Restriction enzymes cuts out a specific short nucleotide sequence while as the process of ligation, DNA ligase joins them together. So ligase can be considered the reverse of the restriction enzyme process as it joins DNA fragments together instead of cutting them out.
What does restriction endonuclease do?
They cut DNA at specific sequences. Restriction endonucleases work by cutting DNA at specific sequences. The places that are cut are known as restriction sites.
What are used to cleave DNA into fragments?
Restriction enzymes. Babe
Which best describes the role of restriction enzymes in the analysis of eDNA?
cutting large DNA molecules into smaller pieces.
Do restriction enzymes cut protein molecules at specific sites?
No. restriction enzymes do not cut proteins. restriction enzymes cut DNA molecules at specific sites called restriction sites.
Based on restriction maps of plasmid determine the number of DNA fragments and sizes of the fragments?
Plasmids are circular pieces of DNA, so the number of fragments equals the number of cuts from the restriction enzymes. You can easily see this if you start with one restriction enzyme that cuts the plasmid in only one place. Cutting the circle in one place yields you only one fragment. If the restriction cuts in two places, you end up with two fragments; with three places, three fragments, etc. With linear chromosomes, the situation is different. Cutting a linear chromosome in one place yields two fragments, cutting in two places yields three fragments, etc. So the number of fragments is always one more than the number of cuts. A restriction map of a plasmid will show all of the cuts the restriction enzymes made. Each cut is labeled with the enzyme that made it. One can count the spaces between cuts to determine the number of fragments that are produced. Restriction maps usually (but not always) also show the size of each fragment.

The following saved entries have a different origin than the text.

PR #1171, opened 2025-11-03
oc_leashaddon - replacement leash point as a collar addon

NikkiLacrima:
Replaces collar leashpoint

Collar still handles leashing, unleashing,  physics and leash settings. The addon leashpoint only redirects the particle chain from collar to the addon prim. 

Menu with Active(on/off), Lock(on/off) and AutoHide(on/of). The leashpoint lock is released once the leashpoint loses contact with the collar, this can take 5 minutes.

Why do the number of DNA fragments and the length of each fragment produced by RFLP analysis differ from person to person?

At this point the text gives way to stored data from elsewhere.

PR #1173, opened 2025-11-10
RLVsuite bitmask correction values

Medea-Destiny:
Updated bitshift calculations were not returning correct values for second byte in restrictions due to correction values (restrictions list is not full byte sized). Fixed correction values in multiple places, so both listing AND setting of restrictions stored in the second byte (corresponding to values >=93 in g_lRLVList) should now both display and set correctly.

### DIFF
--- a/src/collar/oc_rlvsuite.lsl
+++ b/src/collar/oc_rlvsuite.lsl
@@ -54,8 +54,7 @@ medea (medea destiny)
                     with RLV menu
                 -   Removed double menu for (prefix) restrictions
       Jun 2024  -   Extended chat command function above to allow for capitalization of individual restriction names.
-      Nov 2025  -   Fixed correction values for second byte of restrictions to go with bitshift changes in various 
-                    places.
+      Nov 2025  -   Changed macros setting to rlvsys_macrosnew and added conversion function.
 Nikki Lacrima
       Sept 2024 -   Remove superflous llOwnerSay commands and replace g_lMenuIDs (Yosty patch PR #963)
       Oct  2024 -   Correct off by one bitshift and improve bitpos and bitvalue handling for restriction bitmaps. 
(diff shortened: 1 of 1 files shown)


NikkiLacrima:
This will work but what was the issue before ?? Can you give an example where the previous code breaks ?

There are 31 entries in each half placed at positions 0 to 3*30=90, and 93 to 183 in g_lRLVList.
With this patch the first entry in the second half,     
"Add Attach"    , 8 , "addattach"                           ,    // 31  0   1
is mapped to the second bit in the second bitmask, not to the first. Why not map it to the first bit, value 0, in the second bitmask as it was ??

Medea-Destiny:
@NikkiLacrima The issue was with conversion of bitmap to command via g_iRLVList for the second byte, which was being offset by one place. Thus for example, the dress restriction which applies bits 0,1,2,3 of the second byte was in fact issuing remattach, addoutfit, remoutfit and notecard (bits 1,2,3 and 4). 

I'm not sure why these decisions were made with the original implementation. I would suggest a redo to use the full bitmap would be a good choice at some point. We could just insert a blank stride in g_iRLVList (or add a currently unsupported function) to streamline things more easily. This fix simply corrects for the current list values.

Medea-Destiny:
Ok, so Nikki's code is good and yet in my collar it's not working. This is because in the past I have changed and restored the macros, which means the old values are store in oc_settings and overwriting the new one. As Nikki says this patch is therefore incorrect and the patch should be withdrawn. However it also means that anyone who's edited macros in the past is going to get broken macros. 

Now we could deprecate rlvsys_macros in the installer, though currently the installer system only has setting deprecation hard-coded. That's not a great idea though would be easy to fix, though we're going to need a bit of an updater re-write anyway for 9.x so not really needed right now.

HOWEVER, deleting the current settings would mean that anyone who has custom macros would lose them. Instead we could switch to a different token for the macros, and update the old tokens as follows:

           ```
 else if (llList2String(lParams, 0) == "rlvsuite_macros") 
           {
                list temp = llParseStringKeepNulls(llList2String(lParams, 1), ["^"],[]);
                integer i=llGetListLength(temp)-1;
                while(i>1)
                {
                    temp=llListReplaceList(temp,[llList2Integer(temp,i)>>1],i,i);
                    i=i-3;
                }
                llMessageLinked(LINK_THIS, LM_SETTING_SAVE, "rlvsuite_macrosnew=" + llDumpList2String(temp,"^"), "");
                llMessageLinked(LINK_THIS,LM_SETTING_DELETE,"rlvsuite_macros",""); 
           }
```

I have switched the patch over with this code, which should resolve the issue without anyone losing current custom macros.

NikkiLacrima (approved):
Tested macro conversion from 8.3 okay.
Tested restrictions in use, no issues found.
Code looks good.

Approved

As the DNA fragments results from the action of the restriction enzymes and on the other hand mutations alter the sites where the restriction enzymes react therefore there is difference in number and of length of each fragment from person to person.
Which restriction enzymes cuts the smallest pieces of DNA?
In a practical application, we need a Book; it will also say which restriction enzymes leave the longest fragments.